| Saved entries |

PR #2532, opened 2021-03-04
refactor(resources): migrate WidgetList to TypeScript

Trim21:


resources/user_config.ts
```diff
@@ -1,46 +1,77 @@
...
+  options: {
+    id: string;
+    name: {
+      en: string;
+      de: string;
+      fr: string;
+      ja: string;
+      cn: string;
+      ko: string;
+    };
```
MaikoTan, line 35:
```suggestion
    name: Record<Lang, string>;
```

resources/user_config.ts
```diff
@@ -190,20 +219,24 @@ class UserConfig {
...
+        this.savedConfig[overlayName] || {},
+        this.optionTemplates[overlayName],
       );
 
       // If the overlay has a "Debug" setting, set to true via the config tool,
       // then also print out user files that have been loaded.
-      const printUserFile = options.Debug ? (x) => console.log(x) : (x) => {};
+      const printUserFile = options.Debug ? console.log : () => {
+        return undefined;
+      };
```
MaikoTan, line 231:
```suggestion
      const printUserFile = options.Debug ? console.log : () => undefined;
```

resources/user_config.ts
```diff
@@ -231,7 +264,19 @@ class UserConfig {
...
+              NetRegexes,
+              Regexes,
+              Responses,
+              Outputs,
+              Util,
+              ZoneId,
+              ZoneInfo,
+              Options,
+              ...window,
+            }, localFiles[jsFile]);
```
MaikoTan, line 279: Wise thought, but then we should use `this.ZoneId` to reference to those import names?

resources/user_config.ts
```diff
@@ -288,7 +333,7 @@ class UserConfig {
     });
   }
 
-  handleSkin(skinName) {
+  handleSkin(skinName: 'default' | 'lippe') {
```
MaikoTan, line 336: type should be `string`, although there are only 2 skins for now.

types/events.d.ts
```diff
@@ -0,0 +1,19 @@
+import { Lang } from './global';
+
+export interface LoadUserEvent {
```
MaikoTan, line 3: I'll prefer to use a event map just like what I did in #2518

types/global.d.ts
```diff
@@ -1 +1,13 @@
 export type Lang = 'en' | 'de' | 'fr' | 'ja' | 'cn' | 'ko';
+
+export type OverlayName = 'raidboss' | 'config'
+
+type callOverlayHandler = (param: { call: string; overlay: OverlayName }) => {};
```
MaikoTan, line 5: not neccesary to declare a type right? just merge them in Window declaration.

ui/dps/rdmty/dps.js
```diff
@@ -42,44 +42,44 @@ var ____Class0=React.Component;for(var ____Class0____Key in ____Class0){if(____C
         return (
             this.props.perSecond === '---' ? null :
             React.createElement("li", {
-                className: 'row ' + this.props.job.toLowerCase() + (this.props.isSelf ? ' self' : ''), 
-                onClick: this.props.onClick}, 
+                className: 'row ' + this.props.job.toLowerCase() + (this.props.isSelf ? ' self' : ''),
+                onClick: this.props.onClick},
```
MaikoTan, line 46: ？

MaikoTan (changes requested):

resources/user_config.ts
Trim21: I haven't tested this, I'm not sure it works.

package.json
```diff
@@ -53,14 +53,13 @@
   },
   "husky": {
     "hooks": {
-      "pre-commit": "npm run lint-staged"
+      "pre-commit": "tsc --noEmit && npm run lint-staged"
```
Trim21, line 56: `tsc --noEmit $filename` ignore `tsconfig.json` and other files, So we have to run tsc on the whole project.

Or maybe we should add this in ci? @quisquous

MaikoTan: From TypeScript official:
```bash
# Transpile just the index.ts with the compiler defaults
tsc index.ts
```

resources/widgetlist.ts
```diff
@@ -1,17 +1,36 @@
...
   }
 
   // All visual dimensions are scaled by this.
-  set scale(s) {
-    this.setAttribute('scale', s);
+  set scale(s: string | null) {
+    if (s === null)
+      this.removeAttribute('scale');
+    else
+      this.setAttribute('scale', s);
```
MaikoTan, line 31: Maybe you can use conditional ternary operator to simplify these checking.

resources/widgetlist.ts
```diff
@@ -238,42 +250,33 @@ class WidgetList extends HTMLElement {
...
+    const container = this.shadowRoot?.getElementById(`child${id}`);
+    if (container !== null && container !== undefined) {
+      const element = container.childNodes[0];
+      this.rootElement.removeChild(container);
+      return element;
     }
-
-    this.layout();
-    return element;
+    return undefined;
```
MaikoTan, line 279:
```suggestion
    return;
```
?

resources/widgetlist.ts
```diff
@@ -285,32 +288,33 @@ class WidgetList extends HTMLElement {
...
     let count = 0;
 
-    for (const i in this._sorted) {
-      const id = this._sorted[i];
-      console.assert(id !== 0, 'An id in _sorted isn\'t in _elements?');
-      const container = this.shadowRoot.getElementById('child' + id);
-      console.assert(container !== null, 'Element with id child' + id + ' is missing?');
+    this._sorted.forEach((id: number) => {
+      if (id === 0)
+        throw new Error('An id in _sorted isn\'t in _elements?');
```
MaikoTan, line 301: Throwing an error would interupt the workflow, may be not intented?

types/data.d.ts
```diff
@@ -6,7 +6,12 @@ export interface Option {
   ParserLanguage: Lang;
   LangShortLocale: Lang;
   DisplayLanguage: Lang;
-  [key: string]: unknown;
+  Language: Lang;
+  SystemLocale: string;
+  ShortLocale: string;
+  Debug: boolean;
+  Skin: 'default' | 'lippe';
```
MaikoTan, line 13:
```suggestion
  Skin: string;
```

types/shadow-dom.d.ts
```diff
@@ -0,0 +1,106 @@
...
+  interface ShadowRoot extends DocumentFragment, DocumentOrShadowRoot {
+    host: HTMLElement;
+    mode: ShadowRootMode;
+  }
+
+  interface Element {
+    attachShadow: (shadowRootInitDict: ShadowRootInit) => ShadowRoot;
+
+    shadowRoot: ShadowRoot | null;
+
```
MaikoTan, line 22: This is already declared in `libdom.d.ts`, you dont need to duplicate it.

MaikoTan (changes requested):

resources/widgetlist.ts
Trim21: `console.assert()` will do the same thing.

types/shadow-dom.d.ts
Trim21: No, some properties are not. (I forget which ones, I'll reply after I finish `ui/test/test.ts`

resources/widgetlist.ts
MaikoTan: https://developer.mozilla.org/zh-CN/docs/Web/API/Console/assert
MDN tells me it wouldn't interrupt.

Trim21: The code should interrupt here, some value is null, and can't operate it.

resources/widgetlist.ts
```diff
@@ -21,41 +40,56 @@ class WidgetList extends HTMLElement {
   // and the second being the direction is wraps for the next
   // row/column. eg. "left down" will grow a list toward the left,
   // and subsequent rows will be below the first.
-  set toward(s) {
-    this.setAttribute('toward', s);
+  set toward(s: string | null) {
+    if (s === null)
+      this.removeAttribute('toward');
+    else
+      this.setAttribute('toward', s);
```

| What you will do |
Only the number is wanted: how many lines in the entries above contain the string "self"?

| Answer for the task |
2